## YOUR ASSIGNMENT
Give back exactly the line that contains "I think a plugin" and all the lines after it in the records below, to the very last, with no other output.

(Collected data entries)
Issue #773, opened 2015-06-08
Swagger 2.0 - Cannot Have Blank Notes / Implementation Details


kevinconaway:
The default value for @ApiOperation(notes) is "" but Springfox substitutes the _operationName_ (which appears to be the method name) instead.

With this logic, it doesn't appear that there is a way to have the Implementation Details section blank like the default Petstore application does: http://petstore.swagger.io/

dilipkrish:
The idea was to surface that in the ui so library consumers will see that it needs to be overridden. Since its a plugin based system, you could override it back to blank.

kevinconaway:
IMO it shouldn't need to be overridden.  Take the petstore reference application for example, most of the API listings are plenty clear with just the HTTP verb, path and summary statement.

I'll test out the plugin approach.

dilipkrish:
I think just removing [this line](https://github.com/springfox/springfox/blob/master/springfox-spring-web/src/main/java/springfox/documentation/spring/web/readers/operation/DefaultOperationReader.java#L38) should do it :) and of course fixing the tests

kevinconaway:
Thanks, do you want me to submit a PR for that?  Or are you suggesting doing that via a custom plugin?

dilipkrish:
I think a plugin is probably overkill :) if you could do a pr that would be awesome

PR #777, opened 2015-06-08
#773 Don't provide a default value for operation notes/description.

kevinconaway:
@dilipkrish here is the PR for #773


dilipkrish:
@kevinconaway thanks for the pr! you're on a roll! :+1:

## OUTPUT
I think a plugin is probably overkill :) if you could do a pr that would be awesome

PR #777, opened 2015-06-08
#773 Don't provide a default value for operation notes/description.

kevinconaway:
@dilipkrish here is the PR for #773


dilipkrish:
@kevinconaway thanks for the pr! you're on a roll! :+1:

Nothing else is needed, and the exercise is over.